JACKSONVILLE, Fla. -- Researchers at Mayo Clinic in Florida have identified a new target to improve treatment of pancreatic ductal adenocarcinoma cancer, which accounts for more than 95 percent of pancreatic cancer cases. This fast-growing, often lethal cancer is resistant to conventional chemotherapy. The findings are published in the Jan. 3 online issue of PLOS ONE.
The researchers decoded a molecular pathway that is switched "on" at all times, promoting accelerated growth of pancreatic tumors, and that discovery revealed ways to disable the pathway. They say one strategy could involve the use of the drug bortezomib, which is already approved for several human blood cancers.
"Targeting this pathway to decrease the proliferation of cancer cells may represent a new strategy for pancreatic cancer therapy," says the study's senior investigator, Peter Storz, Ph.D., a biochemist and molecular biologist at Mayo Clinic.

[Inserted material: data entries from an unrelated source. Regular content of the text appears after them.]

PR #1296, opened 2024-09-06
MMT-3877: Cloning bug fix

mandyparson:
# Overview

### What is the feature?

When I try to clone a collection and edit, I get the following error (see attached screen shot for details). 
Sorry! Cannot destructure property 'nativeId' of 'Tr' as it is null. See the collection record: 
https://mmt.uat.earthdatacloud.nasa.gov/drafts/collections/CD1269208926-MMT_2 

### What is the Solution?

There are three use cases I'm trying to solve with this:
1. Render the old banner when appropriate 
Screenshot 2024-09-06 at 2 05 39 PM

2. Render an error banner that says "Sorry, the record does not exist" instead of 'Cannot deconstruct 'granules' of 'Cr' as draft is null.' when a record doesn't exist (this is based on the currentURL)
Screenshot 2024-09-06 at 2 08 37 PM

3. Render a prompt that tells users to refresh the page if they've come from trying to clone or edit a published record (this is based on the previousURL)
Screenshot 2024-09-06 at 2 09 22 PM

ErrorBanner, ErrorBoundary, and PublishPreview

# Testing

### Reproduction steps

- **Environment for testing: you may run this locally toggle lines 23 and 24 in ErrorBanner to get all use cases

1. Make sure application runs as expected when spinning up locally. As in, you can click 'clone' on a published record and it works. 
2. Toggler line 27 in ErrorBoundary to if (!hasError) to see basic error.
3. Toggle line 23 in ErrorBanner to see what happens when the logic decides that cmr is lagging (***please let me know of any other use cases of cmr lagging we'd want to include here)
4. Toggle line 24 to see what happens if the record doesn't exist. 

### Attachments

# Checklist

- [ x] My changes generate no new warnings

### DIFF
--- a/static/src/js/components/ErrorBanner/ErrorBanner.jsx
+++ b/static/src/js/components/ErrorBanner/ErrorBanner.jsx
@@ -24,9 +24,9 @@ export const ErrorBanner = ({
   const currentURL = window.location.pathname
   const conceptKeywords = ['/collections/', '/variables/', '/services/', '/tools/']
 
-  // Checks to see that the endpoint is correct,
+  // Checks to see that the url is a concept URL,
   // indicating that graphQL made a call that returned null
-  const graphQLCallReturnsNull = (url) => {
+  const isConceptUrl = (url) => {
     if (conceptKeywords.some((keyword) => url.includes(keyword))) {
       return true
     }
@@ -35,8 +35,7 @@ export const ErrorBanner = ({
   }
 
   return (
-    // Checks to see if users came from a published record, indicating there is a CMR lag
-    (previousURL && graphQLCallReturnsNull(previousURL)) ? (
+    (previousURL && isConceptUrl(previousURL)) ? (
       <div>
         <Alert className="fst-italic fs-6" variant="warning">
           <i className="eui-icon eui-fa-info-circle" />
@@ -70,7 +69,7 @@ export const ErrorBanner = ({
 
             <span className="visually-hidden">{' '}</span>
 
-            <p data-testid={dataTestId}>{graphQLCallReturnsNull(currentURL) ? 'This record does not exist' : message}</p>
+            <p data-testid={dataTestId}>{isConceptUrl(currentURL) ? 'This record does not exist' : message}</p>
           </Alert>
         </Col>
       </Row>
--- a/static/src/js/components/ErrorBanner/ErrorBanner.jsx
+++ b/static/src/js/components/ErrorBanner/ErrorBanner.jsx
@@ -1,7 +1,8 @@
-import React from 'react'
-import PropTypes from 'prop-types'
+import { Button } from 'react-bootstrap'
 import Alert from 'react-bootstrap/Alert'
 import Col from 'react-bootstrap/Col'
+import PropTypes from 'prop-types'
+import React, { useEffect, useState } from 'react'
 import Row from 'react-bootstrap/Row'
 
 /**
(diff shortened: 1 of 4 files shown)


static/src/js/components/PublishPreview/PublishPreview.jsx
```diff
@@ -418,7 +418,7 @@ const PublishPreview = ({ isRevision }) => {
           </Row>
         )
       }
-      <ErrorBoundary>
+      <ErrorBoundary previousURL={window.location.pathname}>
```
cgokey, line 421: since this is a global variable already, do we need to include it as a prop?

mandyparson: yes because this capures the previousURL. If I were to call window.location.pathname in the file that this will be utilized, it would call the currentURL. I need this one so that the component that renders the error knows the user came from publishpreview

static/src/js/components/ErrorBanner/ErrorBanner.jsx
```diff
@@ -16,28 +17,77 @@ import Row from 'react-bootstrap/Row'
...
+  const conceptKeywords = ['/collections/', '/variables/', '/services/', '/tools/']
+
+  // Catches if we are coming from a published record, indicating this is a CMR lag error
+  useEffect(() => {
+    if (previousURL && conceptKeywords.some((keyword) => previousURL.includes(keyword))) {
+      setHasCMRLagError(true)
+    }
 
-        <span className="visually-hidden">{' '}</span>
+    if (currentURL && conceptKeywords.some((keyword) => currentURL.includes(keyword))) {
```
cgokey, line 34: do you need currentURL here?

cgokey (approved):

static/src/js/components/ErrorBanner/ErrorBanner.jsx
cgokey: Thinking about this some more.   I don't think you need a state variable for this second case.  I think maybe helper function, something like isConceptUrl() and then use that helper in the "else" part of your render.

static/src/js/components/ErrorBanner/ErrorBanner.jsx
```diff
@@ -16,28 +17,77 @@ import Row from 'react-bootstrap/Row'
...
+  previousURL
+}) => {
+  const [hasCMRLagError, setHasCMRLagError] = useState(false)
+  const [conceptIdDoesNotExist, setConceptIdDoesNotExist] = useState(false)
+  const currentURL = window.location.pathname
+  const conceptKeywords = ['/collections/', '/variables/', '/services/', '/tools/']
+
+  // Catches if we are coming from a published record, indicating this is a CMR lag error
+  useEffect(() => {
+    if (previousURL && conceptKeywords.some((keyword) => previousURL.includes(keyword))) {
```
cgokey, line 30: See comment below, but you can use the same helper here as well, just pass it the previousURL

static/src/js/components/ErrorBanner/ErrorBanner.jsx
```diff
@@ -16,28 +18,75 @@ import Row from 'react-bootstrap/Row'
...
+  message,
+  previousURL
+}) => {
+  const currentURL = window.location.pathname
+  const conceptKeywords = ['/collections/', '/variables/', '/services/', '/tools/']
 
-        <span className="visually-hidden">{' '}</span>
+  // Checks to see that the endpoint is correct,
+  // indicating that graphQL made a call that returned null
+  const graphQLCallReturnsNull = (url) => {
```
cgokey, line 29: maybe isConceptUrl(url) -- what is the significant or returns null in the method name?

mandyparson: I initially thought it sounded too vague and wanted to be more specific. However this is probably leaning towards being more misleading, I can't confirm that data is null. Though that is the most likely cause. Changed back!

htranho (approved):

One feature of pancreatic cancer is increased activity of the transcription factor NF-kB, which turns on expression of genes that keep the cells proliferating and protect them from death. There are two pathways, known as the classical and alternative, by which NF-kB can be activated, and the researchers looked at the alternative pathway -- one in which NF-kB is activated differently, and which switches on other genes, compared to the classical signaling pathway. Both the classical and alternative pathways are active in pancreatic cancer.
The research team discovered that increased activity of the alternative NF-kB pathway results from suppression of TNF receptor-associated factor 2, or TRAF2. Loss of TRAF2 promotes fast growth of pancreatic tumors and correlates with increased aggressiveness, Dr. Storz says.
They tested this discovery in 55 human samples of pancreatic cancer, and found that in 69 percent, TRAF2 wasn't functioning properly and there were higher levels of other molecules participating in the alternative pathway. A cocktail of drugs that includes chemotherapy, bortezomib and other inhibitors of molecules activated along the pathway may help pancreatic cancer patients, Dr. Storz says.
"Of course, this hypothesis requires extensive clinical testing, but our findings offer a new direction to investigate in improving treatment of pancreatic cancer," he says.
The research team includes cancer biologists Heike Döppler and Geou-Yarh Liou, Ph.D. from Mayo Clinic in Florida. The study was funded by grants from the American Association for Cancer Research and the National Institutes of Health (grant numbers CA135102, CA140182 and P50CA102701).